A problem arises because W&IC ' 5328(d) specifically authorizes disclosure of mental health treatment records to a parent, guardian or guardian ad litem.  ' 5328(d) is not preempted by the HIPAA privacy regulations and is therefore valid.  45 C.F.R. ' 164.512(a)(1).  On the other hand, W&IC § 5328(f) limits disclosure of mental health information and records to the courts “as necessary to the administration of justice.”  That provision has always been interpreted to allow subpoenas of mental health records in a judicial proceeding only if the records are produced directly to the court.  Authorization for release by the parent of a minor would represent an end run around that section if it were permitted.  Also, if the parent releases information over the objection of the minor, there is clearly a conflict of interest that would cause the right of the minor to override the wishes of the parent.  Cf., Parham v. J. R., 442 U.S. 584 (1979).

The HIPAA regulations also support an argument that blanket releases should not be made to law enforcement.  45 C.F.R. ' 164.512 provides:

(f) Standard: Disclosures for law enforcement purposes. A covered entity may disclose protected health information for a law enforcement purpose to a law enforcement official if the conditions in paragraphs (f)(1) through (f)(6) of this section are met, as applicable.

(1) Permitted disclosures: Pursuant to process and as otherwise required by law. A covered entity may disclose protected health information:


(ii) In compliance with and as limited by the relevant requirements of:

(A) A court order or court‑ordered warrant, or a subpoena or summons issued by a judicial officer;

(B) A grand jury subpoena; or

(C) An administrative request, including an administrative subpoena or summons, a civil or an authorized investigative demand, or similar process authorized under law, provided that:

(1) The information sought is relevant and material to a legitimate law enforcement inquiry;

(2) The request is specific and limited in scope to the extent reasonably practicable in light of the purpose for which the information is sought; and

(3) De‑identified information could not reasonably be used.

The underlined portion of the regulations preempts state law to the extent that state law provides less stringent standards for release of information to law enforcement.  Blanket releases frustrate the purpose of the regulatory requirement that the information be relevant, material, specific, and the only alternative.  In order to comply with the HIPAA privacy regulations, the court should require that records be released only to the court in accordance with ' 5328(f), and then allow access to law enforcement only in accordance with the underlined standards in the HIPAA privacy regulations.

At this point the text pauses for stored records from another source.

PR #3325, opened 2020-05-06
Add Google Cloud Platform acme support

abliss:
Also fixes the alphabetization.


ocdtrekkie:
I think we also need to add it to the About page, if it's a third party plugin for ACME.js (similar to Kenton adding the Cloudflare one to the About page). I think the rest of them are hosted with ACME.js by the original author, so they don't get their own entries.

ocdtrekkie:
Is this blocked on https://github.com/latacora/acme-dns-01-gcp/pull/2 as well?

abliss:
> Is this blocked on [latacora/acme-dns-01-gcp#2](https://github.com/latacora/acme-dns-01-gcp/pull/2) as well?

I don't think we need to block on it, but the experience will improve when that lands.

kentonv:
Hmm, looking at the changes you've submitted upstream, they seem pretty critical to using this in Sandstorm, right? I'd be inclined not to merge this until it can actually work reasonably.

I think npm supports specifying a git repo URL and commit hash instead of a version. Maybe you could specify your git branch?

ocdtrekkie:
I mostly left off the ready-to-review tag pending adding the credits for the plugin. But yeah, I noticed it was kinda sad that they haven't even responded to the PR yet, even though the last commit was only three days prior to Adam's PR.

abliss:
I don't mind pointing it to my own fork, but perhaps it would make more sense to have a fork under sandstorm-io/ and point there?

kentonv:
If we think we'll need to maintain the fork long-term, then maybe. If it's temporary then whatever. As long as you point to a specific commit hash then I don't really care where it's hosted... :)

If the records contain evidence that the minor has committed an offense, for example, if the minor confesses to something, it will be difficult to withhold the records.  These records can be subpoenaed for production to the court.  The court can release the information to law enforcement if relevant and material.  People should always be careful what they say even in confidence.  On the other hand, if the prosecutors are getting mountains of daily notes solely for the purpose of arguing that kids should stay locked up without regard to any offense, then there is a question of relevance.  The best way to proceed might be for the minors' attorneys to obtain court orders blocking the release unless the prosecutors can show that the records are relevant.  It should be possible to prevent prosecutors from getting blanket releases from the parents, but it will be difficult to prevent them from getting all records under all circumstances.  In other words, there is no clear or easy answer, but blanket authorizations for release of records by parents of minor children are invalid.